By using indices, not node pointers, to refer to tokens, and counting
the number of each token, the longest common subsequence (lcs)
algorithm at the heart of libsvn_diff becomes much faster in many
situations by skipping tokens that are unique to one source or the other.

* subversion/libsvn_diff/token.c
  (svn_diff__node_t): Added 'index' member.
  (svn_diff__tree_t): Added 'node_count' member.
  (svn_diff__get_node_count): New function.
  (tree_insert_token): Assigns indices to nodes.
  (svn_diff__get_tokens): Uses token_index (svn_diff__token_index_t), not
   node pointer, to identify node in position struct.

* subversion/libsvn_diff/lcs.c
  (svn_diff__snake): Takes token counts as additional argument.
   Skips tokens that are unique to one or the other file.
  (svn_diff__lcs): Takes token counts and number of different tokens
   as additional arguments. Calculates number of tokens unique to
   each source and uses this to compute effective length difference.

* subversion/libsvn_diff/diff.h
  (svn_diff__token_index_t): New type for token indices/counts.
  (svn_diff__position_t): Replaced node pointer member by a
   token_index (svn_diff__token_index_t).
  Updated and added new function declarations.

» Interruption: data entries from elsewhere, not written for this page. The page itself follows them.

PR #314, opened 2026-08-05
Resolving flakyness in PUC locking and toolFixWeight tests

codeZeilen:
This PR should put an end to the flaky PUC thread tests. Mostly by improving the log handling and the way processes are controlled form the outside.

The `processLog` helper is basically the old log object reworked to handle process termination better.

### DIFF
--- a/tests/testthat/setup.R
+++ b/tests/testthat/setup.R
@@ -36,6 +36,42 @@ globalassign <- function(...) {
   }
 }
 
+# Accumulating stdout reader for a callr background process. read_output_lines() is destructive, so
+# the lines have to be collected. waitFor fails if the process dies instead of waiting forever.
+processLog <- function(process, timeout = 60) { # timeout in seconds
+  log <- character(0)
+  update <- function() {
+    log <<- c(log, process$read_output_lines())
+    log
+  }
+  list(
+    waitFor = function(message) {
+      deadline <- Sys.time() + timeout
+      repeat {
+        if (message %in% update()) {
+          return(invisible(log))
+        }
+        if (!process$is_alive()) {
+          # read once more, the process may have printed the message right before exiting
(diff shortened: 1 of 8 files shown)


tests/testthat/setup.R
```diff
@@ -36,6 +36,42 @@ globalassign <- function(...) {
   }
 }
 
+# Accumulating stdout reader for a callr background process. read_output_lines() is destructive, so
+# the lines have to be collected. waitFor fails if the process dies instead of waiting forever.
+processLog <- function(process, timeout = 60) { # timeout in seconds
+  log <- character(0)
+  update <- function() {
+    log <<- c(log, process$read_output_lines())
```
pascal-sauer, line 44: Is `<<-` necessary? Is this ok for the linter?

pascal-sauer (approved):

tests/testthat/setup.R
codeZeilen: Funny enough the linter didn't care o.O

Yes, I originally also wrote it like that because the log "object" coming out of this `processLog` function uses the local variable `log` in the env created in this "constructor" as the actual shared state between the "methods". Writing with `<-` would only write into the env of the update function invocation.

It's somewhat the price for encapsulating the three functions into one entity. :|

pascal-sauer:
checks on windows on r-universe are [failing](https://github.com/r-universe/pik-piam/actions/runs/29510967202/job/87665164063), because toolFixWeight is too slow (but only on windows :grimacing: ). I'd just "fix" by allowing up to 10 seconds. If you agree this is okay, could you include it in this PR? Or do you think this should be a separate PR?

codeZeilen:
@pascal-sauer Sounds good to include. Then this is the fix flaky tests PR :)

* subversion/libsvn_diff/diff.c
* subversion/libsvn_diff/diff3.c
* subversion/libsvn_diff/diff4.c
  (svn_diff_diff_2, svn_diff_diff_3, svn_diff_diff_4): Count the
   number of times each token appears in each source.
  (svn_diff__resolve_conflict): Takes number of different tokens
   as additional argument. Counts the number of times
   each token appears in each (partial) source.
  (svn_diff__get_token_counts): New function.

Patch by: Morten Kloster <morklo{_AT_}>
          (some small whitespace fixes and docstring movements by me)

r1139725 | moklo | 2011-06-26 07:49:36 +0000 (Sun, 26 Jun 2011)

Whitespace adjustments

* subversion/libsvn_diff/diff3.c
  Made first half of file match second half and norm

r1140195 | moklo | 2011-06-27 15:04:37 +0000 (Mon, 27 Jun 2011)

Creating new experimental branch for my work on lcs/diff/merge

r1140203 | moklo | 2011-06-27 15:16:16 +0000 (Mon, 27 Jun 2011)

* COMMITTERS: Add moklo as partial committer. (diff-improvements 

r1140247 | moklo | 2011-06-27 17:41:10 +0000 (Mon, 27 Jun 2011)

Speeds up LCS algorithm for well-separated sections of change
 By exploiting unique matches between the two files, it is possible to
 "restart" the LCS algorithm at times and reset the buildup of square
 computational complexity.

* subversion/libsvn_diff/lcs.c
 (svn_diff__snake_t): Added uniquematchcount member.
 (svn_diff__snake): Increments uniquematchcount each time
  a matching token occurs only once in each file.
 (clear_fp): New function that removes nonviable states.
 (svn_diff__lcs): Restarts LCS algorithm from p=0 if the number
  of unique matches exceeds the number of mismatches, using
  the first state where that occurs as the new start state.